TASK GOAL
From the records below, find each line with the string "much" and copy it.

SOURCE MATERIAL
PR #102, opened 2017-08-22
Implement git status and diffs

jakeva:
I'm working on implementing repository status and diffs, it isn't complete but I think this is a good starting point. Currently you can get the diff deltas for comparing a given commit in a repository to that commit's parent, or parents if it's a merge commit, or just get what was committed if it's the initial commit. You can also get the current status of a repository from the index to the working directory, or from the HEAD to the index. Let me know what you think!


SwiftGit2/Diffs.swift
```diff
@@ -0,0 +1,59 @@
...
+}
+
+public struct GitDiffDelta {
+	public var status: GitStatus?
+	public var flags: UInt32?
+	public var oldFile: GitDiffFile?
+	public var newFile: GitDiffFile?
+}
+
+public enum GitDiffFlag: Int {
```
mdiep: This looks like it could be an `OptionSet`.

SwiftGit2/Diffs.swift
```diff
@@ -0,0 +1,59 @@
...
+	case binary     = 0
+	case notBinary  = 1
+	case validId    = 2
+	case exists     = 4
+
+	public var value: UInt32 {
```
mdiep: I think you could just declare the `rawValue` to be `UInt32`.

SwiftGit2/Diffs.swift
```diff
@@ -0,0 +1,59 @@
+//
+//  Diffs.swift
+//  SwiftGit2
+//
+//  Created by Jake Van Alstyne on 8/20/17.
+//  Copyright © 2017 GitHub, Inc. All rights reserved.
+//
+
+public struct GitDiffFile {
```
mdiep: I don't think we need to put `Git` in the type names. It's a bit redundant. ☺️

SwiftGit2/Diffs.swift
```diff
@@ -0,0 +1,59 @@
...
+	public var oid: OID
+	public var path: String
+	public var size: Int64
+	public var flags: UInt32
+}
+
+public enum GitStatus: Int {
```
mdiep: I think this could just be declared as `UInt32`.

SwiftGit2/Diffs.swift
jakeva: Brilliant. Didn't know about optionset. Thanks. Partially doing this to get better at swift, definitely appreciate the feedback.

SwiftGit2/Diffs.swift
jakeva: Makes sense. Can't remember why I wrote it this way but I'll clean it up.

SwiftGit2/Repository.swift
```diff
@@ -537,4 +537,297 @@ final public class Repository {
 		let iterator = CommitIterator(repo: self, root: branch.oid.oid)
 		return iterator
 	}
+
+	// MARK: - Diffs
+
+	public func getDiffDeltas(for commit: Commit) -> Result<[GitDiffDelta], NSError> {
```
mdiep: I think we can name this `diff(for commit: Commit)`.

SwiftGit2/Repository.swift
```diff
@@ -537,4 +537,297 @@ final public class Repository {
...
+			if mergeDiff == nil {
+				mergeDiff = unwrapDiffResult
+			} else {
+				let mergeResult = git_diff_merge(mergeDiff, unwrapDiffResult)
+				guard mergeResult == GIT_OK.rawValue else {
+					return Result.failure(NSError(gitError: mergeResult, pointOfFailure: "git_diff_merge"))
+				}
+			}
+		}
+		return self.processDiffDeltas(mergeDiff!)
```
mdiep: This code doesn't look any different than the code in `getDiffDeltasWithOneParent`, so I think that function can be removed. This function can be used instead and the loop will do the right thing.

SwiftGit2/Repository.swift
```diff
@@ -537,4 +537,297 @@ final public class Repository {
...
+			git_diff_free(OpaquePointer(delta))
+		}
+
+		let result = Result<[GitDiffDelta], NSError>.success(returnDict)
+		return result
+	}
+
+	// MARK: - Status
+
+	public func getRepositoryStatus() -> [GitStatusEntry] {
```
mdiep: I think we can call this `status()`.

SwiftGit2/Repository.swift
```diff
@@ -537,4 +537,297 @@ final public class Repository {
...
+		var returnArray = [GitStatusEntry]()
+
+		// Do this because GIT_STATUS_OPTIONS_INIT is unavailable in swift
+		let pointer = UnsafeMutablePointer<git_status_options>.allocate(capacity: 1)
+		git_status_init_options(pointer, UInt32(GIT_STATUS_OPTIONS_VERSION))
+		var options = pointer.move()
+		pointer.deallocate(capacity: 1)
+
+		var status: OpaquePointer? = nil
+		git_status_list_new(&status, self.pointer, &options)
```
mdiep: The return code for this function should be checked.

SwiftGit2/Repository.swift
```diff
@@ -537,4 +537,297 @@ final public class Repository {
...
+				}
+				if let newFile = s?.pointee.index_to_workdir.pointee.new_file {
+					itowNewFile = self.convertDiffFile(newFile)
+				}
+
+				indexToWorkDir = GitDiffDelta(status: itowStatus,
+				                              flags: s?.pointee.index_to_workdir.pointee.flags,
+				                              oldFile: itowOldFile,
+				                              newFile: itowNewFile)
+			}
```
mdiep: The code here is duplicated with the code in the previous `if`. Can you add a function that creates a `GitDiffDelta` from a `git_diff_delta`? Probably adding an `init` to `GitDiffDelta` is the best way to do this.

SwiftGit2/Repository.swift
```diff
@@ -537,4 +537,297 @@ final public class Repository {
...
+			status = GitStatus(rawValue: Int(status!.value & GitStatus.workTreeModified.value))
+		} else if (statusValue & GIT_STATUS_WT_DELETED.rawValue) == GIT_STATUS_WT_DELETED.rawValue {
+			status = GitStatus(rawValue: Int(status!.value & GitStatus.workTreeDeleted.value))
+		} else if (statusValue & GIT_STATUS_WT_RENAMED.rawValue) == GIT_STATUS_WT_RENAMED.rawValue {
+			status = GitStatus(rawValue: Int(status!.value & GitStatus.workTreeRenamed.value))
+		} else if (statusValue & GIT_STATUS_WT_TYPECHANGE.rawValue) == GIT_STATUS_WT_TYPECHANGE.rawValue {
+			status = GitStatus(rawValue: Int(status!.value & GitStatus.workTreeTypeChange.value))
+		}
+
+		return status!
```
mdiep: This should be an `init` on `GitStatus` instead of a method here.

SwiftGit2/Repository.swift
```diff
@@ -537,4 +537,297 @@ final public class Repository {
...
+	}
+
+	private func convertDiffFile(_ file: git_diff_file) -> GitDiffFile {
+		let path = file.path
+		let newFile = GitDiffFile(oid: OID(file.id),
+		                          path: path.map(String.init(cString:))!,
+		                          size: file.size,
+		                          flags: file.flags)
+		return newFile
```
mdiep: This should be an `init` on `GitDiffFile`.

SwiftGit2/Diffs.swift
```diff
@@ -0,0 +1,81 @@
...
+//  Created by Jake Van Alstyne on 8/20/17.
+//  Copyright © 2017 GitHub, Inc. All rights reserved.
+//
+import libgit2
+
+public struct DiffFile {
+	public var oid: OID
+	public var path: String
+	public var size: Int64
+	public var flags: UInt32
```
mdiep: This should be a `DiffFlag`.

SwiftGit2/Diffs.swift
```diff
@@ -0,0 +1,81 @@
...
+	public static let workTreeModified       = Status(rawValue:  1 << 6)
+	public static let workTreeDeleted        = Status(rawValue:  1 << 7)
+	public static let workTreeTypeChange     = Status(rawValue:  1 << 8)
+	public static let workTreeRenamed        = Status(rawValue:  1 << 9)
+	public static let workTreeUnreadable     = Status(rawValue:  1 << 10)
+	public static let ignored                = Status(rawValue:  1 << 11)
+	public static let conflicted             = Status(rawValue:  1 << 12)
+}
+
+public struct DiffFlag: OptionSet {
```
mdiep: I think this should have a plural name. `DiffFlags`

SwiftGit2/Diffs.swift
```diff
@@ -0,0 +1,81 @@
...
+	public var oldFile: DiffFile?
+	public var newFile: DiffFile?
+
+	public init(from diffDelta: git_diff_delta) {
+		self.status = Status(rawValue: diffDelta.status.rawValue)
+		self.flags = DiffFlag(rawValue: diffDelta.flags)
+		self.oldFile = DiffFile(from: diffDelta.old_file)
+		self.newFile = DiffFile(from: diffDelta.new_file)
+	}
+}
```
mdiep: What do you think of adding a `Diff` type that holds the deltas and then nesting these types inside of it?

```swift
public struct Diff {
   public struct File { … }

   public struct Flag: OptionSet { ... }

   public struct Delta {
     public var status: Status
     public var flags: DiffFlag
     public var oldFile: File
     public var newFile: File
   }

   let deltas: [Delta]
}
```

SwiftGit2/Diffs.swift
```diff
@@ -0,0 +1,81 @@
...
+	public static let notBinary  = DiffFlag(rawValue: 1 << 0)
+	public static let validId    = DiffFlag(rawValue: 1 << 1)
+	public static let exists     = DiffFlag(rawValue: 1 << 2)
+}
+
+public struct DiffDelta {
+	public var status: Status?
+	public var flags: DiffFlag?
+	public var oldFile: DiffFile?
+	public var newFile: DiffFile?
```
mdiep: Why are these all optional?

SwiftGit2/Diffs.swift
```diff
@@ -0,0 +1,81 @@
...
+		self.oid = OID(diffFile.id)
+		let path = diffFile.path
+		self.path = path.map(String.init(cString:))!
+		self.size = diffFile.size
+		self.flags = diffFile.flags
+	}
+}
+
+public struct StatusEntry {
+	public var status: Status?
```
mdiep: This probably shouldn't be optional?

SwiftGit2/Repository.swift
```diff
@@ -537,4 +537,142 @@ final public class Repository {
...
+				let parentTreeResult = git_commit_tree(&unsafeParentTree, unwrapParentCommit)
+				guard parentTreeResult == GIT_OK.rawValue, let unwrapParentTree = unsafeParentTree else {
+					return Result.failure(NSError(gitError: parentTreeResult, pointOfFailure: "git_commit_tree"))
+				}
+				git_tree_free(unsafeParentTree)
+
+				var unsafeDiff: OpaquePointer? = nil
+				let diffResult = git_diff_tree_to_tree(&unsafeDiff, self.pointer, unwrapParentTree, unwrapBaseTree, nil)
+				guard diffResult == GIT_OK.rawValue, let unwrapDiffResult = unsafeDiff else {
+					return Result.failure(NSError(gitError: diffResult, pointOfFailure: "git_diff_tree_to_tree"))
```
mdiep: `git_diff_tree_to_tree`, `git_commit_lookup`, and `git_commit_tree` are all used multiple times, but they're quite a bit of code. It seems like we could create helper functions for these? That should really improve readability here.

SwiftGit2/Repository.swift
```diff
@@ -537,4 +537,142 @@ final public class Repository {
...
+
+			if let htoi = s?.pointee.head_to_index {
+				headToIndex = DiffDelta(from: htoi.pointee)
+			}
+
+			if let itow = s?.pointee.index_to_workdir {
+				indexToWorkDir = DiffDelta(from: itow.pointee)
+			}
+
+			let statusEntry = StatusEntry(status: status, headToIndex: headToIndex, indexToWorkDir: indexToWorkDir)
```
mdiep: Can we make the `StatusEntry.init` take the `git_status_entry` and do this work?

mdiep:
Mapping these libgit2 APIs onto Swift is a lot of work! 😅 But you're doing great!

SwiftGit2/Diffs.swift
jakeva: The only caveat with this is that to create an array of a nested struct defined that way, you apparently need to typealias it like so `typealias Delta = Diff.Delta; var returnDict = [Delta]()`, but otherwise i like the organization it provides

SwiftGit2/Diffs.swift
jakeva: you're right, only the files need to be optional as libgit2 will return nil depending on the delta

SwiftGit2Tests/RepositorySpec.swift
```diff
@@ -641,8 +641,63 @@ class RepositorySpec: QuickSpec {
 				expect(commitMessages).to(equal(expectedMessages))
 			}
 		}
+
+		describe("Repository.getRepositoryStatus") {
```
mdiep: This name needs to be updated

SwiftGit2Tests/RepositorySpec.swift
```diff
@@ -641,8 +641,63 @@ class RepositorySpec: QuickSpec {
...
+			}
+
+			it("Should have accurate delta information") {
+				let repo = Fixtures.mantleRepository
+				let branch = repo.localBranch(named: "master").value!
+				expect(repo.checkout(branch, strategy: CheckoutStrategy.None)).to(haveSucceeded())
+
+				let head = repo.HEAD().value!
+				let commit = repo.object(head.oid).value! as! Commit
+				let objects = repo.diff(for: commit)
```
mdiep: This test (and the following ones) are testing `diff`, so they should be in a separate `describe`.

SwiftGit2/Repository.swift
```diff
@@ -537,4 +537,161 @@ final public class Repository {
...
+		/// Get the Base Tree
+		let baseCommit = self.commit(with: commit.oid)
+		guard baseCommit.error == nil else {
+			return Result.failure(baseCommit.error!)
+		}
+
+		let baseTree = self.tree(from: baseCommit.value!)
+		guard baseTree.error == nil else {
+			return Result.failure(baseTree.error!)
+		}
```
mdiep: No that these are nicely abstracted, we can use `flatMap` to propagate errors automatically.

```swift
return self
    .flatMap { baseCommit in
        return self.tree(from: baseCommit)
    }
    .flatMap { baseTree in
        guard !commit.parents.isEmpty else {
            // Initial commit in a repository
            return self.diff(withOldTree: nil, andNewTree: baseTree.value)
        }

        var mergeDiff: Result<OpaquePointer?, NSError> = .success(nil)
        for parent in commit.parents {
            mergeDiff = mergeDiff
                .flatMap { mergeDiff in
                    return self
                        .parentCommit(from: parent)
                        .flatMap { commit in
                            return self.tree(from: commit)
                        }
                        .flatMap { tree in
                            return self.diff(withOldTree: tree, andNewTree: baseTree)
                        }
                        .flatMap { diff in
                            guard let mergeDiff = mergeDiff else { return .success(diff) }
                            let merge = git_diff_merge(mergeDiff, diff)
                            guard mergeResult == gIT_OK.rawValue else {
                                // return return error
                            }
                            return .success(merge)
                        }
                }
        }
    }
    .flatMap { diffResult in
        return self.processDiffDeltas(diffResult)
    }
```

SwiftGit2Tests/RepositorySpec.swift
```diff
@@ -641,8 +641,63 @@ class RepositorySpec: QuickSpec {
...
+
+			it("Should handle initial commit well") {
+				let repo = Fixtures.mantleRepository
+				expect(repo.checkout(OID(string: "047b931bd7f5478340cef5885a6fff713005f4d6")!,
+				                     strategy: CheckoutStrategy.None)).to(haveSucceeded())
+				let head = repo.HEAD().value!
+				let initalCommit = repo.object(head.oid).value! as! Commit
+				let objects = repo.diff(for: initalCommit)
+
+				expect(objects.value?.count).to(equal(2))
```
mdiep: It'd be nice to test the results a bit more fully.

SwiftGit2/Repository.swift
jakeva: interesting. I've seen flatmap before but not like this. I'll put this in

jakeva: Wait, is flatMap supposed to be implemented on Repository? I see it implemented in Result but I'm not sure how to use this sample code.

mdiep: Oops! There was a line missing. I've updated the code sample above.

jakeva:
BTW, I'm noticing Carthage update fails with the Xcode 9 toolchain. I've been looking into why, it appears Nimble doesn't compile and updating the version causes issues with Guanaco… wondering if anyone knows more before I start getting too deep into these other dependencies?

mdiep:
Sorry for the long delay on reviewing. My wife and I adopted a son from China last month. Between the 2 week trip and the adjustments at home, I haven't had as much time for open source recently. But this is on my list and I hope to get to it soon!

jakeva:
No worries! I haven't had much time either, but I think all this needs is more complete test coverage. I haven't looked at it in a while though.

SwiftGit2/Diffs.swift
```diff
@@ -0,0 +1,95 @@
...
+}
+
+public struct Diff {
+	public struct File {
+		public var oid: OID
+		public var path: String
+		public var size: Int64
+		public var flags: Flags
+
+		public init(from diffFile: git_diff_file) {
```
mdiep: This should be an unnamed parameter to match our conventions.

```
public init(_ diffFile: git_diff_file) {
```

SwiftGit2/Diffs.swift
```diff
@@ -0,0 +1,95 @@
...
+		public static let exists     = Flags(rawValue: 1 << 2)
+	}
+
+	public struct Delta {
+		public var status: Status
+		public var flags: Flags
+		public var oldFile: File?
+		public var newFile: File?
+
+		public init(from delta: git_diff_delta) {
```
mdiep: Same here: it should be an unnamed parameter.

SwiftGit2Tests/RepositorySpec.swift
```diff
@@ -641,8 +641,65 @@ class RepositorySpec: QuickSpec {
...
+
+				expect(status.value?.count).to(equal(0))
+
+				let repoWithStatus = Fixtures.sharedInstance.repository(named: "repository-with-status")
+				let branchWithStatus = repoWithStatus.localBranch(named: "master").value!
+				expect(repoWithStatus.checkout(branchWithStatus, strategy: CheckoutStrategy.None)).to(haveSucceeded())
+
+				let statusWithStatus = repoWithStatus.status()
+
+				expect(statusWithStatus.value?.count).to(equal(5))
```
mdiep: This should verify that the actual status are correct—not just verify the total number of statuses. Or there should be separate tests that verify individual statuses.

SwiftGit2Tests/RepositorySpec.swift
```diff
@@ -641,8 +641,65 @@ class RepositorySpec: QuickSpec {
...
+		describe("Repository.status	") {
+			it("Should return accurate status") {
+				// Repo with no status
+				let repo = Fixtures.mantleRepository
+				let branch = repo.localBranch(named: "master").value!
+				expect(repo.checkout(branch, strategy: CheckoutStrategy.None)).to(haveSucceeded())
+
+				let status = repo.status()
+
+				expect(status.value?.count).to(equal(0))
```
mdiep: This `expect` and the one below are really two different tests, so they belong in separate `it`s.

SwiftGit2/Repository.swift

SOLUTION TO THIS TASK
Sorry for the long delay on reviewing. My wife and I adopted a son from China last month. Between the 2 week trip and the adjustments at home, I haven't had as much time for open source recently. But this is on my list and I hope to get to it soon!
No worries! I haven't had much time either, but I think all this needs is more complete test coverage. I haven't looked at it in a while though.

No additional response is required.